In diesen Jahren hatten wir im Sommer dreimal die Woche Training, im Winter vier bis fünf. Jeder gefahrene Kilometer kam ins Trainingsbuch. Eine ehemalige Siebenkämpferin hat mir erzählt, in ihren eigenen Trainingsheften habe sie neben den absolvierten Trainingseinheiten auch ihr Gewicht und ihren Pulsschlag notiert – und daraus dann Tabellen und Diagramme gemacht. Damals war sie zwölf und ihr Trainer nahm die talentierteren seiner Zöglinge regelmäßig beiseite und befragte sie nach ihren Lebenszielen. Freundschaft und Erfolg, habe er gesagt, sei nicht drin – da müsse man sich entscheiden.
So schlimm war es bei uns dann auch wieder nicht. Vielleicht, weil wir den Job selbst erledigten. Ich zumindest hab als Mädchen neben dem Trainingsbuch auch ein Tagebuch geführt. Darin stehen seitenlange Beschwörungen zur Selbstdisziplin. Mehr trainieren, schneller fahren, weniger essen, Schüchternheit überwinden. Dass sich die Selbstführung, die man als Leistungssportlerin einübt, auf alle Bereiche des Lebens erstreckt, hatte ich offenbar schon als Jugendliche begriffen. Und da zählte der Einsatz fast mehr als das Ergebnis – 100 Prozent kämpfen war wichtiger als siegen. (Wir haben übrigens nicht gedopt – wenn man von ein paar inhalierten Tropfen Minzöl kurz vor dem Rennen absieht. Unser Trainer empfahl ein Steak vor dem Start… man fuhr damals aber auch noch in Trikots aus Wolle, flickte plattgefahrene Schlauchreifen und hatte echte Sitzleder in der Radhose.) Die frühere Siebenkämpferin spricht in dem Zusammenhang gern von der olympischen Idee – wobei es allerdings immer darauf ankam, dass man nicht nur dabei war, sondern beim Dabeisein auch alles gab.

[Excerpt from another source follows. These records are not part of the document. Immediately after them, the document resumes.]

PR #514, opened 2020-06-14
adds jwt validation on stakeholder endpoints;

jafow:
validate jwt before running stakeholder calls;
exits with 401 if jwt is invalid.

:warning: this is an example demonstrating adding the jwt validation on the API. I didn't test it on all routes :warning:

### DIFF
--- a/app/routes/stakeholder-router.js
+++ b/app/routes/stakeholder-router.js
@@ -1,15 +1,28 @@
 const router = require("express").Router();
 const stakeholderController = require("../controllers/stakeholder-controller");
+const jwtSession = require("../../middleware/jwt-session");
 
-router.get("/", stakeholderController.search);
-router.get("/dashboard", stakeholderController.searchDashboard);
-router.get("/:id", stakeholderController.getById);
-router.post("/csv", stakeholderController.csv);
-router.post("/", stakeholderController.post);
-router.put("/:id", stakeholderController.put);
-router.delete("/:id", stakeholderController.remove);
-router.put("/:id/needsVerification", stakeholderController.needsVerification);
-router.put("/:id/assign", stakeholderController.assign);
-router.put("/:id/claim", stakeholderController.claim);
+router.get("/", jwtSession.validateUser, stakeholderController.search);
+router.get(
+  "/dashboard",
+  jwtSession.validateUser,
+  stakeholderController.searchDashboard
+);
+router.get("/:id", jwtSession.validateUser, stakeholderController.getById);
+router.post("/csv", jwtSession.validateUser, stakeholderController.csv);
+router.post("/", jwtSession.validateUser, stakeholderController.post);
+router.put("/:id", jwtSession.validateUser, stakeholderController.put);
+router.delete("/:id", jwtSession.validateUser, stakeholderController.remove);
+router.put(
+  "/:id/needsVerification",
+  jwtSession.validateUser,
+  stakeholderController.needsVerification
+);
+router.put(
+  "/:id/assign",
+  jwtSession.validateUser,
+  stakeholderController.assign
+);
+router.put("/:id/claim", jwtSession.validateUser, stakeholderController.claim);
 
 module.exports = router;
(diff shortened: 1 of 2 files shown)


app/routes/stakeholder-router.js
```diff
@@ -1,15 +1,28 @@
...
-router.get("/dashboard", stakeholderController.searchDashboard);
-router.get("/:id", stakeholderController.getById);
-router.post("/csv", stakeholderController.csv);
-router.post("/", stakeholderController.post);
-router.put("/:id", stakeholderController.put);
-router.delete("/:id", stakeholderController.remove);
-router.put("/:id/needsVerification", stakeholderController.needsVerification);
-router.put("/:id/assign", stakeholderController.assign);
-router.put("/:id/claim", stakeholderController.claim);
+router.get("/", jwtSession.validateUser, stakeholderController.search);
```
jafow, line 5: to ensure authenticated users can hit the `search` endpoint we just add the `jwtSession.validateUser` method.

app/routes/stakeholder-router.js
```diff
@@ -1,15 +1,28 @@
...
+router.get(
+  "/dashboard",
+  jwtSession.validateUser,
+  stakeholderController.searchDashboard
+);
+router.get("/:id", jwtSession.validateUser, stakeholderController.getById);
+router.post("/csv", jwtSession.validateUser, stakeholderController.csv);
+router.post("/", jwtSession.validateUser, stakeholderController.post);
+router.put("/:id", jwtSession.validateUser, stakeholderController.put);
+router.delete("/:id", jwtSession.validateUser, stakeholderController.remove);
```
jafow, line 15: for destructive calls like the `DELETE` we might want to limit it to certain access roles, like Admin or SuperAdmin. 
To do somethign like that we could extend the `jwtSession.validateUser` to take an option role e.g.

```javascript
router.delete(
  "/:id",
   jwtSession.validateUser({"allowRoles": ["admin", "superadmin"]}),
   stakeholderController.remove
);
```

entrotech: All of these should require an authenticated user.  The GET /dashboard, GET /:id and PUT /:id and POST /csv should require the dataEntry or admin role, the POST / and delete should require the admin role.

app/routes/stakeholder-router.js
entrotech: This one particular endpoint needs to be used by unauthenticated users. That being said, we are basically giving away all our hard-earned data via an open endpoint. Maybe we should think about at least encrypting the response data, so it isn't quite as easy for anybody to take all our data directly from the JSON result to re-publish as their own?

app/routes/stakeholder-router.js
entrotech: Yup. It should be pretty easy to upgrade the validateUser middleware to be awaare of the roles.

app/routes/stakeholder-router.js
jafow: > That being said, we are basically giving away all our hard-earned data via an open endpoint. Maybe we should think about at least encrypting the response data,

I can't think of a way to keep as you say someone from  as you taking all the data from the JSON _and_ letting the API have unauthenticated access. 

even if the data is encrypted the keys would have to be baked into the client code so that it could decrypt the riesponse -- and if the keys are in client they are visible to the world via browser dev tools.

jafow: I think if the API is open it should be open and that's good and ok. What's the worst case scenario? 

If an evil corporation scrapes all food-oasis APIs and makes 1 million $ on a food source app then that just means there's _more_ resources for food seekers! If you slap a GPL license in there, then let the lawyers to figure it out :smile:

app/routes/stakeholder-router.js
jafow: :+1: excellent ok I'll look for a relevant issue and if exists I'll assign to myself and work on it. If not i'll make one

app/routes/stakeholder-router.js
entrotech: Sounds right to me.

app/routes/stakeholder-router.js
entrotech: Issue #516 is all yours.  I'll work on #524 to get the client ready to handle the 401's by redirecting to a login page.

Bei meinem allerersten Straßenrennen, Körper und Geist waren noch relativ untrainiert, hab ich dieses Gebot verletzt. Beim Start kam ich nicht in die Pedalhaken, das Feld fuhr davon, und ich dachte: Naja gut, das war’s. Bin dann mit hohem Lenker – im Rennen fasst man den unten! – in mir angenehmem Tempo weitergefahren… und verstand nicht, warum mich ein paar meinem Verein verbundene Funktionäre mehr anschrien als anfeuerten, so ginge das nicht. Ehrlich gesagt war das Widerstand wider Willen. Aber er zeigte, dass bummeln subversiv sein kann. Und das gilt wohl im Leistungssport genauso wie in den anderen Sphären des Kapitalismus.